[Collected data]

PR #247, opened 2026-06-29
feat(sdk): out of box controls - part 2

namrataghadi-galileo:
## Summary
- Added the Phase 2 static out-of-box control catalog so new installs seed useful non-Luna controls at startup.
- Included regex PII/shell controls, JSON approval controls, and list-based RBAC/tool allowlist controls using the Phase 1 idempotent bootstrap path.

## Scope
- User-facing/API changes: No API contract changes. Seeded controls will appear in the existing Controls tab/list after startup.
- Internal changes: Populated `OUT_OF_BOX_CONTROL_TEMPLATES` and expanded bootstrap/evaluator behavior tests.
- Out of scope: Phase 3 Luna scorer metadata lookup and org-scoped Luna control generation.

## Risk and Rollout
- Risk level: low
- Rollback plan: Revert the Phase 2 catalog additions in `server/src/agent_control_server/bootstrap/out_of_box_controls.py`, or remove specific templates from `OUT_OF_BOX_CONTROL_TEMPLATES`.

## Testing
- [ ] Ran `make check` (not run because `uv` dependency resolution hit private index/auth issues previously)
- [x] Manually verified behavior via targeted server tests, full server test suite, server lint, and server mypy using the existing `.venv`

## Checklist
- [x] Linked issue/spec (Phase 2 from OOTB controls technical spec)
- [x] Updated docs/examples for user-facing changes: N/A, no API/docs contract changes
- [x] Included any required follow-up tasks: Phase 3 Luna controls remain follow-up work


server/src/agent_control_server/bootstrap/out_of_box_controls.py
```diff
@@ -104,7 +101,250 @@ def skipped_count(self) -> int:
...
+        data=_leaf_control_payload(
+            description="Block tool commands matching common destructive shell operations.",
+            selector_path="input.command",
+            evaluator_name="regex",
+            evaluator_config={
+                "pattern": (
+                    r"\b(?:rm\s+-rf\s+(?:/|~|\$HOME)|sudo\s+rm\s+-rf|"
+                    r"mkfs(?:\.[a-z0-9]+)?|dd\s+if=[^\s]+\s+of=/dev/[^\s]+|"
+                    r"chmod\s+-R\s+777\s+/|chown\s+-R\s+[^|;&]*\s+/|"
+                    r"shutdown\s+(?:-h\s+)?now|reboot)\b"
```
abhinav-galileo: The shared trailing `\b` cannot match after `/` or `~`, so `rm -rf /`, `rm -rf ~`, `chmod -R 777 /`, and `chown -R root /` pass this control. Please use explicit end/separator handling per alternative and add these cases to the test.

server/src/agent_control_server/bootstrap/out_of_box_controls.py
```diff
@@ -104,7 +101,250 @@ def skipped_count(self) -> int:
...
+                        },
+                        {
+                            "required": ["amount"],
+                            "properties": {
+                                "amount": {"type": "number", "exclusiveMinimum": 10000}
+                            },
+                            "anyOf": [
+                                {
+                                    "required": ["approved"],
+                                    "properties": {"approved": {"const": True}},
```
abhinav-galileo: Could we avoid treating a caller-controlled `approved` flag as authorization evidence? A prompt-injected agent can set or replay it, while tools without this field cannot complete the flow. This should use a trusted approval artifact or host workflow bound to the action; the outbound template below has the same issue.

server/src/agent_control_server/bootstrap/out_of_box_controls.py
```diff
@@ -104,7 +101,250 @@ def skipped_count(self) -> int:
...
+                "recipient and message before sending."
+            ),
+            tags=["tool", "approval", "exfiltration", "json"],
+        ),
+    ),
+    OutOfBoxControlTemplate.from_payload(
+        name="oob-sensitive-tool-requires-approved-role",
+        data=_leaf_control_payload(
+            description="Deny sensitive tool use when runtime context has an unapproved role.",
+            selector_path="context.user.role",
```
abhinav-galileo: This fails open when `context.user.role` is missing: the selector returns `None`, and `ListEvaluator` returns `matched=False` before applying `match_on="no_match"`. Please fail closed for missing/unknown roles and source the role from trusted principal context.

server/src/agent_control_server/bootstrap/out_of_box_controls.py
```diff
@@ -104,7 +101,250 @@ def skipped_count(self) -> int:
...
+        ),
+    ),
+    OutOfBoxControlTemplate.from_payload(
+        name="oob-only-approved-tools-may-run",
+        data=_leaf_control_payload(
+            description="Deny tool calls whose step name is not in the approved tool list.",
+            selector_path="name",
+            evaluator_name="list",
+            evaluator_config={
+                "values": ["search", "web_search", "retrieve", "calculator"],
```
abhinav-galileo, line 332: Exact bare names do not match integrations that qualify tool names. Google ADK emits names such as `<agent>.web_search`, so this denies an explicitly approved tool. Please normalize tool identity across integrations or match a canonical raw name, with an integration-level test.

server/src/agent_control_server/endpoints/controls.py
```diff
@@ -257,6 +261,78 @@ def _validate_attachment_filters(
...
+async def _seed_out_of_box_controls_for_namespace(
+    db: AsyncSession,
+    *,
+    namespace_key: str,
+) -> None:
+    """Best-effort namespace seeding for browse/list surfaces."""
+    try:
+        if namespace_key == default_out_of_box_namespace_key():
+            return
+        if await _namespace_has_active_controls(db, namespace_key=namespace_key):
```
abhinav-galileo: Checking for any active control makes partial seeding permanent: templates commit separately, so one transient failure leaves rows that cause every later request to return here. It also skips tenants with one custom control. Please check expected seed identities or always run the idempotent per-template pass.

server/src/agent_control_server/endpoints/controls.py
```diff
@@ -257,6 +261,78 @@ def _validate_attachment_filters(
...
+            return
+        await seed_out_of_box_controls(
```
abhinav-galileo: This path is reached from a GET authorized only with `controls.read`, but it commits `Control` and `ControlVersion` rows. Could seeding move to trusted tenant provisioning, or require `controls.create` resolved to the same namespace, so read-only callers cannot trigger writes?

server/src/agent_control_server/bootstrap/out_of_box_controls.py
namrataghadi-galileo: Addressed by adding a canonical step identity to the shared Step contract. Integrations can retain qualified names for registration while controls evaluate the integration-independent tool name. Google ADK now sends web_search as canonical identity for names such as writer.web_search; Strands is wired similarly. Added ADK integration coverage and fallback tests for unqualified names.

server/src/agent_control_server/bootstrap/out_of_box_controls.py
namrataghadi-galileo: Fixed.

server/src/agent_control_server/bootstrap/out_of_box_controls.py
namrataghadi-galileo: Addressed by removing caller-controlled approval flags as bypasses from both templates. Qualifying high-value and outbound actions now always steer to a trusted host workflow, which must bind its approval artifact to the exact action. Tests verify that both top-level and nested approval flags cannot bypass the controls.

server/src/agent_control_server/bootstrap/out_of_box_controls.py
namrataghadi-galileo: Agreed. AC does not yet provide a trusted principal-role contract, so this control cannot securely distinguish authorized roles at the control layer. Making the selector fail closed would address missing values but would still trust caller-controlled context. We’ll remove this OOTB control for now and reintroduce it when RBAC/trusted principal context is supported.

server/src/agent_control_server/endpoints/controls.py
namrataghadi-galileo: Fixed by removing the namespace-wide active-control check and always running the idempotent per-template seed pass. This allows partially seeded namespaces to recover and ensures a tenant’s custom controls do not suppress OOTB seeding. Also added regression coverage for both scenarios.

server/src/agent_control_server/endpoints/controls.py
namrataghadi-galileo: This write-on-GET behavior is intentional for OOTB controls. The Galileo All controls page only calls GET /api/v1/controls?cloned=false; there is currently no tenant-provisioning call, and the organization namespace is resolved from the existing controls.read authorization. We need the fixed, server-owned OOTB controls to appear on the first page load, regardless of agent or logstream attachment. The reconciliation is idempotent, uses immutable seed identities, and respects deletion tombstones; callers cannot provide or modify the seeded payloads. Standalone/open-source deployments are seeded at startup, while this path covers dynamically discovered organization namespaces without an additional authorization request.

server/src/agent_control_server/bootstrap/out_of_box_controls.py
abhinav-galileo: [P1] Keep older SDKs compatible

This fixes current ADK calls, but pre-PR clients still send `writer.web_search` without `canonical_name`; the fallback returns that qualified name, so this exact allowlist matches `no_match` and denies an approved tool. Please normalize the legacy qualified form server-side or gate this control on an enforced minimum SDK version, and add a mixed-version test.

server/src/agent_control_server/bootstrap/out_of_box_controls.py
abhinav-galileo: [P1] Cover equivalent destructive command forms

The revised pattern still misses `rm -rf "$HOME"`, `rm -rf ~/`, and `rm -fr /`, so simple quoting, a trailing slash, or equivalent flag ordering bypasses this deny control. Please normalize command arguments or cover these equivalent forms in both the pattern and regression tests.

server/src/agent_control_server/bootstrap/out_of_box_controls.py
```diff
@@ -109,7 +106,209 @@ def skipped_count(self) -> int:
...
+            ),
+            tags=["tool", "approval", "exfiltration", "json"],
+        ),
+    ),
+    OutOfBoxControlTemplate.from_payload(
+        source_id="oob-only-approved-tools-may-run",
+        name="oob-only-approved-tools-may-run",
+        data=_leaf_control_payload(
+            description="Deny tool calls whose step name is not in the approved tool list.",
+            selector_path="canonical_name",
```
abhinav-galileo, line 329: [P1] Keep seeded controls rollback-compatible

This persists a selector that PR 246 rejects, while reconciliation never removes existing seed identities, so removing the template leaves previously seeded controls in place and a full code rollback makes their stored definitions invalid. Please add an explicit cleanup/data migration or establish a rollback floor that retains `canonical_name` support.

server/src/agent_control_server/endpoints/controls.py
```diff
@@ -1234,6 +1285,21 @@ async def list_controls(
...
+        cloned=cloned,
+        step_type=step_type,
+        stage=stage,
+        execution=execution,
+        tag=tag,
+        include_attachments=include_attachments,
+        attachment_target_type=attachment_target_type,
+        attachment_target_id=attachment_target_id,
+    ):
+        await _seed_out_of_box_controls_for_namespace(namespace_key=namespace_key)
```
abhinav-galileo, line 1346: [P2] Bound lazy namespace reconciliation

Every qualifying first-page GET waits for a fresh reconciliation; already-seeded namespaces issue one serial existence query per template, while cold or concurrent requests add per-template queries and commits. Bulk-fetch existing seed identities and bound or deduplicate the whole reconciliation so one controls read cannot absorb multiple statement timeouts.

server/src/agent_control_server/bootstrap/out_of_box_controls.py
abhinav-galileo: [P1] Normalize recursive-rm arguments

The new cases pass, but `rm -rf -- "$HOME"` and `rm --recursive --force "$HOME"` still bypass this deny rule, while the targetless `sudo` arm blocks safe `sudo rm -rf /tmp/cache`. Tokenize and normalize flags plus the actual target, including `--`, quoting, `sudo`, and long options, so the control distinguishes root or home deletion from scoped deletion.

server/src/agent_control_server/bootstrap/out_of_box_controls.py
abhinav-galileo: [P1] Make the rollback path run before old code serves

The added `downgrade()` does not run in a code rollback from PR 247 to PR 246 because both revisions remain `f3a1c8d7e2b4`, so old pods still encounter persisted `canonical_name` rows. Even an explicit downgrade filters by seed source, leaving clone-and-bind copies without `seed_source_id` incompatible. Stage reader support before seeding, or enforce a rollback floor or new migration boundary that cleans every persisted copy.

server/src/agent_control_server/bootstrap/out_of_box_controls.py
```diff
@@ -109,7 +110,300 @@ def skipped_count(self) -> int:
...
+    ),
+    OutOfBoxControlTemplate.from_payload(
+        source_id="oob-owasp-llm05-read-only-sql",
+        name="oob-owasp-llm05-read-only-sql",
+        data=_leaf_control_payload(
+            description=("Block SQL tool calls that are not a single read-only SELECT statement."),
+            selector_path="input.query",
+            evaluator_name="sql",
+            evaluator_config={
+                "allowed_operations": ["SELECT"],
```
abhinav-galileo, line 356: [P1] Treat SELECT INTO as a write

With this configuration, PostgreSQL `SELECT * INTO backup FROM users` returns no match even though it creates a table, because the SQL evaluator sees `SELECT` but does not classify the `INTO` node as DDL. Reject `SELECT ... INTO`, or defer this preset until the evaluator can, and add the exact regression before calling it read-only.

server/src/agent_control_server/bootstrap/out_of_box_controls.py
```diff
@@ -109,7 +110,300 @@ def skipped_count(self) -> int:
...
+    OutOfBoxControlTemplate.from_payload(
+        source_id="oob-owasp-llm10-bounded-sql-query",
+        name="oob-owasp-llm10-bounded-sql-query",
+        data=_leaf_control_payload(
+            description=("Block SQL queries without bounded results or with excessive complexity."),
+            selector_path="input.query",
+            evaluator_name="sql",
+            evaluator_config={
+                "require_limit": True,
+                "max_limit": 1000,
```
abhinav-galileo, line 377: [P1] Fail closed on indeterminate result bounds

`LIMIT $1`, `LIMIT (1000 + 1)`, and `LIMIT 1000 OFFSET $1` all pass this preset because the evaluator skips nonliteral limits and treats an unknown offset as zero. Reject indeterminate `LIMIT` or `OFFSET` expressions whenever a maximum is configured, or the 1000-row window remains bypassable.

models/src/agent_control_models/agent.py
```diff
@@ -150,6 +150,15 @@ class Step(BaseModel):
     name: str = Field(
         ..., min_length=1, description="Step name (tool name or model/chain id)"
     )
+    canonical_name: str | None = Field(
```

• What is expected:
What lines of the data include the word "workflow"? Copy each of them.

• Result of this exercise:
abhinav-galileo: Could we avoid treating a caller-controlled `approved` flag as authorization evidence? A prompt-injected agent can set or replay it, while tools without this field cannot complete the flow. This should use a trusted approval artifact or host workflow bound to the action; the outbound template below has the same issue.
namrataghadi-galileo: Addressed by removing caller-controlled approval flags as bypasses from both templates. Qualifying high-value and outbound actions now always steer to a trusted host workflow, which must bind its approval artifact to the exact action. Tests verify that both top-level and nested approval flags cannot bypass the controls.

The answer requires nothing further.